These are chat archives for frictionlessdata/chat

3rd
Sep 2018
Zane Selvans
@zaneselvans
Sep 03 2018 08:06
To get familiar with the data package tools and infrastructure, I'm packaging some US federal government data for datahub.io using Python, and am wondering where I ought to offer comments/feedback/questions. For example, the data I'm packaging is available for download from MSHA as (sigh) zipped, pipe (|) delimited, ISO-8859-1 encoded files, which seems to mean that the command line dataflows tools can't deal with it, but the pandas DataFrame.read_csv() is happy to gobble up compressed files and lets you set encoding and alternate delimiters, and it would be nice to have the same kind of functionality here. Or be able to initialize a packages from a DataFrame rather than having to write it to a CSV and then use that.

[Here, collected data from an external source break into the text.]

Issue #3220, opened 2025-01-30
Add `explicit_bucket_boundaries_advisory` to stable semconv duration histograms for HTTP instrumentations


emdneto:
At this moment, we have an issue with all instrumentation that supports duration metrics based on the stable semantic convention.  When using the stable semantic convention opt-in feature, duration histogram data points are recorded in seconds, but histogram buckets are still defined in ms, which leads to a wrong calculation and presentation of percentiles.

The plan is: with the merge of https://github.com/open-telemetry/opentelemetry-python/pull/4361, we can move forward and add the advisory `explicit_bucket_boundaries_advisory` parameter for duration histograms of already migrated HTTP instrumentation that uses the stable semantic convention. 

```
explicit_bucket_boundaries_advisory = [0.005, 0.01, 0.025, 0.05, 0.075, 0.1, 0.25, 0.5, 0.75, 1, 2.5, 5, 7.5, 10]
```

[HTTP_SERVER_REQUEST_DURATION](https://github.com/search?q=repo%3Aopen-telemetry%2Fopentelemetry-python-contrib+HTTP_SERVER_REQUEST_DURATION&type=code)
[HTTP_CLIENT_REQUEST_DURATION](https://github.com/search?q=repo%3Aopen-telemetry%2Fopentelemetry-python-contrib+HTTP_CLIENT_REQUEST_DURATION&type=code)

### Instrumentations

- [x] opentelemetry-instrumentation-flask https://github.com/open-telemetry/opentelemetry-python-contrib/pull/3523
- [x] opentelemetry-instrumentation-django https://github.com/open-telemetry/opentelemetry-python-contrib/pull/3524
- [x] opentelemetry-instrumentation-falcon https://github.com/open-telemetry/opentelemetry-python-contrib/pull/3525
- [x] opentelemetry-instrumentation-wsgi https://github.com/open-telemetry/opentelemetry-python-contrib/pull/3527
- [x] opentelemetry-instrumentation-asgi https://github.com/open-telemetry/opentelemetry-python-contrib/pull/3526
- [x] opentelemetry-instrumentation-urllib https://github.com/open-telemetry/opentelemetry-python-contrib/pull/3519
- [x] opentelemetry-instrumentation-requests https://github.com/open-telemetry/opentelemetry-python-contrib/pull/3464
- [x] opentelemetry-instrumentation-urllib3 https://github.com/open-telemetry/opentelemetry-python-contrib/pull/3518

[...]

PR #3464, opened 2025-05-05
requests: support explicit_bucket_boundaries_advisory in duration metrics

Or... they also provide a file with descriptions of each of the fields included in the data, keyed by the name of the field/column (which I imagine is pretty common?) and it would be great if there were a way to take that information and automatically populate a 'description' attribute for each of the corresponding fields based on their 'name' in the tabular data resource.
roll
@roll
Sep 03 2018 08:12
@zaneselvans I'm happy to help - can you please share some example datasets? It will help to propose better ideas
Also as you have already discovered https://gitter.im/datahubio/chat is awesome source for help too (esp. datahub.io and datasets wise)
Zane Selvans
@zaneselvans
Sep 03 2018 08:15
I almost asked over there, but I figured this was more related to working with the Data Package standards and software than datahub.io in particular, but if you think that's a more appropriate forum happy to jump over there.
I picked the MSHA data since it seems like it most closely conforms to the expectations of the datahub resources. It's tabular, small-to-medium sized, pretty clean already, and it's basically a collection of database dumps, that can be re-assembled into a complete database given the appropriate schema in a data package. That and we haven't integrated it into our postgres DB already, so it's also useful work for us.
roll
@roll
Sep 03 2018 08:33

@zaneselvans In this case we can use datapackage-py library directly to prepare data for publishing. There is a rich documentation with real-world examples. E.g. in our case I would do something like this:

from pprint import pprint
from datapackage import Package, infer

package = Package(infer('tmp/mines/mines.csv'))
package.descriptor['resources'][0].update({
    'encoding': 'ISO-8859-1',
    'dialect': {
        'delimiter': '|',
    }
})
package.commit()
package.save('mines.zip')
pprint(package.descriptor)
pprint(package.get_resource('mines').read(keyed=True, limit=10))

I have extracted and updated extension of mines.zip first but it also can be automated with Python. After this step we have a datapackage with the data file and inferred metadata (incl. a table schema).